Education Reform: The truth about flipped learning
A flipped classroom is all about watching videos at home and then doing worksheets in class, right? Wrong!
Consider carefully the assumptions and sources behind this oversimplified description. Is this the definition promoted by practitioners of flipped classrooms, or sound bites gleaned from short news articles? Would a professional educator more likely rely entirely upon video to teach students, or leverage video, when appropriate, and incorporate other educational tools as needed for successful student learning?
Many assumptions and misconceptions around the flipped class concept are circulating in educational and popular media. This article will address, and hopefully put to rest, some of the confusion and draw a conclusion on why flipped learning is a sound educational technique.
Assumption: Videos have to be assigned as homework.
Although video is often used by teachers who flip their class, it is not a prerequisite, and by no means must a video be assigned as homework each night. As with everything else, the use of a particular learning tool (teacher-made videos, hands-on experiments, online simulations, supplementary text, or current news articles) needs to be carefully evaluated and implemented by the teacher to accomplish the learning objective.
Resulting misconception: Videos are just recorded lectures.
Yes, in a flipped class a short video (usually 8 to 12 minutes in length) may be a recorded lecture, but educators are using video as a medium to pose questions, generate conversations, provide instructions for projects or experiments, assist with remediation, create lessons that can be used during a student’s absence, give example problems and solutions, and clarify misconceptions. Teachers are also encouraging students to create videos to foster greater peer-to-peer learning practices.
For more news about flipped learning, see:
Resulting misconception: Homework is bad; therefore a flipped class is bad.
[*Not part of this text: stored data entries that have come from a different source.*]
PR #229, opened 2022-11-24
fix: Response.json() should not check the content-type

### LINKED ISSUE #228: Allow all application/*+json media types to be parsed with response.json()
### 🚀 Feature Proposal

Currently, light-my-request explicitly requires the response's content type to start with exactly "application/json". 

https://github.com/fastify/light-my-request/blob/f895e9a3045da411a30cfe82435b4c284054bb9a/lib/response.js#L142

However, there are several adjacent subtypes, which imply JSON.parse will work, theoretically all:

```
application/[tree "."] subtype +json* [";" parameter]
```

### Motivation

I set the response's content type to "application/geo+json", my `response.json()` calls started throwing errors.

### Example

- https://www.iana.org/assignments/media-types/application/vnd.geo+json
- https://www.iana.org/assignments/media-types/application/geo+json

According to IANA, this applies to roughly 100 more media types: [Source](https://www.iana.org/assignments/media-types/media-types.xhtml)

WoH:
Closes #228 

#### Checklist

### DIFF
--- a/lib/response.js
+++ b/lib/response.js
@@ -139,8 +139,8 @@ function generatePayload (response) {
 
   // Prepare payload parsers
   res.json = function parseJsonPayload () {
-    if (res.headers['content-type'].indexOf('application/json') < 0) {
-      throw new Error('The content-type of the response is not application/json')
+    if (!/^application\/(?<tree>([\w-]*\.)*)(?<subtype>[\w-]*\+)?json(.*)$/.test(res.headers['content-type'])) {
+      throw new Error('The content-type of the response is not application/json or a related media type')
     }
     return JSON.parse(res.payload)
   }
--- a/lib/response.js
+++ b/lib/response.js
@@ -139,9 +139,6 @@ function generatePayload (response) {
 
   // Prepare payload parsers
   res.json = function parseJsonPayload () {
-    if (!/^application\/(?<tree>([\w-]*\.)*)(?<subtype>[\w-]*\+)?json(.*)$/.test(res.headers['content-type'])) {
-      throw new Error('The content-type of the response is not application/json or a related media type')
-    }
     return JSON.parse(res.payload)
   }
 
--- a/README.md
+++ b/README.md
@@ -181,7 +181,7 @@ Injects a fake request into an HTTP server.
     - `body` - alias for payload.
     - `rawPayload` - the raw payload as a Buffer.
     - `trailers` - an object containing the response trailers.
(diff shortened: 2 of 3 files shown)


mcollina (approved):
lgtm

lib/response.js
```diff
@@ -139,8 +139,8 @@ function generatePayload (response) {
 
   // Prepare payload parsers
   res.json = function parseJsonPayload () {
-    if (res.headers['content-type'].indexOf('application/json') < 0) {
-      throw new Error('The content-type of the response is not application/json')
+    if (!/^application\/(?<tree>([\w-]*\.)*)(?<subtype>[\w-]*\+)?json(.*)$/.test(res.headers['content-type'])) {
```
climba03003, line 142: I am thinking, would it be better to remove the check entirely.

The function here is more or less the same as `fetch`. And it should not block the parsing based on `Content-Type`.

WoH: I am happy to remove it entirely in case that's a better way to approach it. But I assume this is not supposed to get too close to fetch (i.e. adding the content type if it wasn't set)?

climba03003: I means `.json` is just doing `JSON.parse` which is a helper function only (same as `fetch`).

climba03003: Let see what the others think about it. 
@fastify/core 

I am also fine for the current implementation. @WoH And it is missing document update.
https://github.com/fastify/light-my-request/blob/f895e9a3045da411a30cfe82435b4c284054bb9a/README.md?plain=1#L184

WoH: Thanks for the hint, let me know if my attempts at an explanation that doesn't sound too confusing worked 😅

Uzlopak: Looks kind of a potential performance bottleneck. Also why are there named groups if you just use .test() and no .match()? 

Also safe-regex shows that the regex is potentially unsafe.

WoH: Groups to have a better idea what is going on. The current benchmarks ignore this, so posting them didn't seem helpful, I assume 'application/json' is the most common content type by far, maybe check that first and skip the regex?

mcollina: I would just drop the check to be honest.

kibertoad: +1 to dropping the check

climba03003 (approved):

lib/response.js
WoH: Dropped the check, let me know it if I should change anything else.

RafaelGSS (approved):

mcollina (approved):
lgtm

kibertoad (approved):

PR #234, opened 2022-12-05
add response cookies type

trim21:
#### Checklist

type only change, benchmark is not necessary

### DIFF
--- a/types/index.d.ts
+++ b/types/index.d.ts
@@ -58,6 +58,20 @@ declare namespace inject {
     Request?: object,
   }
 
+  /**
+   * https://github.com/nfriedly/set-cookie-parser/blob/3eab8b7d5d12c8ed87832532861c1a35520cf5b3/lib/set-cookie.js#L41
+   */
+  interface Cookie {
+    name: string;
+    value: string;
+    expires?: Date;
+    maxAge?: number;
+    secure?: boolean;
+    httpOnly?: boolean;
+    sameSite?: string;
+    [name: string]: unknown
+  }
+
   export interface Response {
     raw: {
       res: http.ServerResponse,
@@ -71,7 +85,7 @@ declare namespace inject {
     payload: string
     body: string
     json: <T = any>() => T
-    cookies: Array<object>
+    cookies: Array<Cookie>
   }
 
   export interface Chain extends Promise<Response> {
--- a/types/index.d.ts
+++ b/types/index.d.ts
@@ -69,7 +69,7 @@ declare namespace inject {
     secure?: boolean;
     httpOnly?: boolean;
     sameSite?: string;
-    [key: string]: string;
+    [name: string]: unknown
   }
 
   export interface Response {
--- a/types/index.d.ts
+++ b/types/index.d.ts
@@ -69,7 +69,7 @@ declare namespace inject {
     secure?: boolean;
     httpOnly?: boolean;
     sameSite?: string;
-    [name: string]: unknown
+    [key: string]: string;
   }
 
   export interface Response {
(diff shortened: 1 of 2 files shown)


trim21:
This PR change only type of `Response.cookies`

I'm writing test code using cookies, it's like this:

```ts
    const res = await app.inject({
      url: '/v1/login',
      method: 'post',
      payload: { ... },
    });

    expect(res.statusCode).toBe(200);
    expect(res.json()).toEqual(treeHoleUser);

    console.log(res.cookies);

    const cookieValue = res.cookies.find((x) => x.name === 'sessionID')?.value; // type error here
```

And it cause a little type problem when trying to get cookies value, so this PR add type to `Response.cookies`

types/index.d.ts
```diff
@@ -58,6 +58,20 @@ declare namespace inject {
...
+   */
+  interface Cookie {
+    name: string;
+    value: string;
+    expires?: Date;
+    maxAge?: number;
+    secure?: boolean;
+    httpOnly?: boolean;
+    sameSite?: string;
+    [name: string]: unknown
```
Uzlopak, line 72:
```suggestion
    [key: string]: string
```

It is not unknown, but always string ;)

types/index.test-d.ts
```diff
@@ -21,6 +21,7 @@ const expectResponse = function (res: Response) {
   expectAssignable<Function>(res.json)
   expectAssignable<http.ServerResponse>(res.raw.res)
   expectAssignable<http.IncomingMessage>(res.raw.req)
+  expectAssignable<Record<string, string>>(Object.fromEntries(res.cookies.map(x => [x.name, x.value])))
```
Uzlopak, line 24: very complicated...  and only checks name and value

why not 

expectType<Date | undefined>(res.cookies[0].expires

types/index.d.ts
trim21: Yes not it can't be string here

trim21: `string` conflict with known non-string property like `httpOnly`

trim21: so it will be `unknown` or `any` or `string|boolean|Date`

trim21: when you get property with index like `cookies['httpOnly']`, ts will return type `unknown` instead known `boolean`

mcollina (approved):
lgtm

types/index.test-d.ts
```diff
@@ -21,6 +21,7 @@ const expectResponse = function (res: Response) {
   expectAssignable<Function>(res.json)
   expectAssignable<http.ServerResponse>(res.raw.res)
   expectAssignable<http.IncomingMessage>(res.raw.req)
+  expectType<Array<Date | undefined>>(res.cookies.map(x => x.expires))
```
Uzlopak, line 24: As this is a PR to improve the typings,we should test intensively the typings:

```suggestion
  expectAssignable<Array<any>>(res.cookies)
  expectType<string>(res.cookies[0].name)
  expectType<string>(res.cookies[0].value)
  expectType<Date | undefined>(res.cookies[0].expires)
  expectType<number | undefined>(res.cookies[0].maxAge)
  expectType<boolean | undefined>(res.cookies[0].httpOnly)
  expectType<boolean | undefined>(res.cookies[0].secure)
  expectType<string | undefined>(res.cookies[0].sameSite)
  expectType<unknown | undefined>(res.cookies[0].additional)
```

trim21: I assumed tsd would enable `noUncheckedIndexedAccess` so I want to avoid using `.cookies[0]`, but now looks like it doesn't ...

Uzlopak (approved):
thanks

trim21:
Is there a release cycle? 🤔 When can I expect this change being released on npm after it's merged

PR #244, opened 2023-05-04
test: add multipart test

Eomm:
ref: https://github.com/fastify/help/issues/867


mcollina (changes requested):
This creates something of a dependency loop. Maybe just use busboy?

PR #250, opened 2023-06-24
dont serialize null as header values

### LINKED ISSUE #249: Headers with value set to null are wrongly emitted as string in the response
### Prerequisites

### Fastify version

4.18.0

### Plugin version

5.10.0

### Node.js version

16.x and above

### Operating system

Linux

20.04

### Description

Our test suite, based on the test application provided by fastify, is suddenly failing even though we did not change fastify version.

This is likely because of this change:

https://github.com/fastify/light-my-request/commit/23f4fa06d0748448e045bfb28f500959f1550a49

Before, setting a response header value to `null` in the route handler was successfully propagated as `null` in the response returned by fastify test application.

Now, setting a response header value to `null` in the route handler leads to the string "null" being propagated in the response returned by fastify test application. Making our test suite fails.

This is a breaking change: this library has always been supporting setting a header to `null`. It does not support it anymore.

### Steps to Reproduce

Just set a header value to `null` using the `header` or `headers` function of fastify response and check the value of the header in the response returned by the test application. It will be the string "null" instead of the `null` value.

### Expected Behavior

_No response_

Uzlopak:
fixes #249 

#### Checklist

### DIFF
--- a/lib/response.js
+++ b/lib/response.js
@@ -162,6 +162,8 @@ function serializeHeaders (response) {
     const headerValue = headers[headerName]
     if (Array.isArray(headerValue)) {
       headers[headerName] = headerValue.map(value => '' + value)
+    } else if (headerValue === null || headerValue === undefined) {
+      delete headers[headerName]
     } else {
       headers[headerName] = '' + headerValue
     }
--- a/test/index.test.js
+++ b/test/index.test.js
@@ -1620,7 +1620,6 @@ test('correctly handles no string headers', (t) => {
     t.strictSame(res.headers, {
       integer: '12',
       float: '3.14',
-      null: 'null',
       string: 'string',
       object: '[object Object]',
       array: ['1', 'two', '3'],


Fdawgs (approved):
This got me as I use `undefined` in my header tests, thanks for the fix!

ivan-tymoshenko (approved):

mcollina:
Technically this does not match node core behavior. It serializes `null` as `'null'`, and this module mimics core as much as possible.

Fdawgs:
> Technically this does not match node core behavior. It serializes `null` as `'null'`, and this module mimics core as much as possible.

Ah balls, what about `undefined`?

Fdawgs:
> > Technically this does not match node core behavior. It serializes `null` as `'null'`, and this module mimics core as much as possible.
> 
> Ah balls, what about `undefined`?

@mcollina @Uzlopak thoughts on this?

mcollina:
```js
const { createServer, request } = require('http');

const server = createServer((req, res) => {
  res.setHeader('Content-Type', 'text/plain');

  try {
    res.setHeader('X-undefined', undefined);
  } catch (err) {
    console.log('undefined could not be set')
  }
  res.setHeader('X-null', null);
  res.end('Hello World!');
})

server.listen(3000, function () {
  console.log('Server listening on port 3000');
  request('http://localhost:3000', function (res) {
    console.log(res.headers);
    process.exit(0);
  }).end()
});
```

Fdawgs:
Aight, cool.

I was using `undefined` in my tests like so to remove expected headers that I... no longer expected:
``` js 
const sitewideExpectedHeaders = {
	  'Content-Type': 'application/json',
	  expires: "0",
}

const cacheablepageExpectedHeaders = {
	...expectedHeaders,
	expires: undefined
}
```

Guess I'll need to just change it to use `delete cacheablepageExpectedHeaders.expires` instead.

Flipped class practitioners create a learning environment in which student work can be completed in class. This requires a change in the way a class (or school) is structured. Flipped classrooms may look more like “learning centers” where students are working on different tasks at the same time. Our classrooms are quite chaotic: small groups gather at the corner tables, a one-on-one conversation up front, experiments at the stations, and yet others writing in their research journals. On a larger scale, an entire school could be restructured to reflect the value that unstructured and “unprogrammed” time has on student learning and well being. Providing students with time during class to complete their school work also reflects a respect for students’ time and life outside of school. Because the class time is no longer the teacher’s to control, time in school is now focused on student progress rather than teacher-determined timelines.
Resulting misconception: Students must have internet access at home.
If a teacher chooses to assign a short video as homework, equitable access to the video must be ensured. For those students who do not have access at home, teachers are giving flash drives to students who have computers at home, but no internet access; burning DVDs for students with no computers, but DVD players; and providing additional access to computers either in class or before, during, or after the school day. Equity is a very important (and a legal) consideration, but creating equitable access to instructional tools is not an insurmountable hurdle. The issue surround equity can be solved with a little creativity and pooling of resources.